Because of the closeness of the hues of these two dyes, it may be assumed that the observed gaps between Set-I and Set-II curves in ∆C vs. ∆L plots and K/S vs. ∆L plots become smaller with increasing time, temperature, and dye concentration. Consequently, regardless of the dyeing time and concentrations, the dulling effect does not diminish throughout the entire dyeing cycle in parallel sets, always maintaining a gap.

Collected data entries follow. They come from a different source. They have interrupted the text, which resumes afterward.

PR #142, opened 2020-09-13
Document and tidy up new Pool invariants.

jsha:
Now that we allow multiple connections for the same PoolKey, update our
invariants accordingly. Also provide a couple of helper functions for
removing the first or last match of an entry in a VecDeque.

This also changes which entry from `lru` gets removed when a stream is
removed from the pool. Previously it was the oldest matching one. Now it's
the newest matching one, which matches the semantics we are applying to
`recycle[K]`.

Followup to #133 

/cc @cfal

### DIFF
--- a/src/pool.rs
+++ b/src/pool.rs
@@ -165,9 +165,7 @@ impl ConnectionPool {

In the case of the newer RCR method, higher CDI values for the binary mixture of natural dyes B2 (BB + HR) are revealed by the presence of chrysophanol and other anthraquinone derivatives, which differ greatly from the gallotannins of babul bark in terms of molecular weight. Therefore, there is little compatibility.

Thus, in the case of binary pair B2 (BB + HR), the plot of K/S vs. ∆L shows the two curves for Sets I and II to be widely spaced initially which gradually overlap with an increase in K/S values. The corresponding plots for ∆C vs. ∆L, also show the same trend, but the gap between the two curves for Set-I and Set-II is much less. Hence, both the set of plots i.e., K/S vs. ∆L and ∆C vs. ∆L for this pair of dyes (B1 – BB + AS) indicate a fair degree of compatibility as also corroborated by the RCR of 2–3 under the more recent relative compatibility classification system (Table 11). Thus, both the compatibility results obtained by the traditional method employing ∆C vs. ∆L and K/S vs. ∆L plots and the newer RCR method are similar.

In plots (c) of K/S vs. ∆L and (c’) of ∆C vs. ∆L for a binary mixture of B3 (BB + PR), the two curves for Set-I and Set-II exhibit nearly identical trend that increases with an increase in dye concentration, dyeing time, and temperature. The build-up of K/S (depth of shade) and the corresponding darkness (∆L) is similar (plot c, Figure 7) and therefore there is less gap between Set-I and Set-II curves, indicating moderate to fair compatibility between these two dyes in the binary mixture. For the ∆C vs. ∆L plots, the change in chroma (∆C) and darkness (∆L) do not build up systematically and change continuously with the increase in dye concentration as well as with the progress in dyeing time almost up to the end, indicating a moderate to average compatibility between this pair of dyes. These two colours are absorbed at various rates and have quite different molecular weights. Additionally, this may be because of the added dulling action of one colourant (gallotannins) in babul bark, which may occasionally be compatible with the colouring matter in pomegranate rind. According to a comparison of the chemical structures of natural dyes, these results may be interpreted as the result of closer molecular weights of the key colour components involved, even though there are significant variances in the dominant hues among them.

Thus, in the case of binary pair B3 (BB + PR), the plot of K/S vs. ∆L shows the two curves for Sets I and II to be widely spaced initially which gradually overlap with an increase in K/S values. The corresponding plots for ∆C vs. ∆L, also show the same trend, but the gap between the two curves representing Set-I and Set-II conditions of dyeing is much less. Hence, both the set of plots i.e., K/S vs. ∆L and ∆C vs. ∆L for this pair of dyes i.e., B1 (BB + AS) indicate a moderate degree of compatibility as also corroborated by the RCR of 3 (Table 11).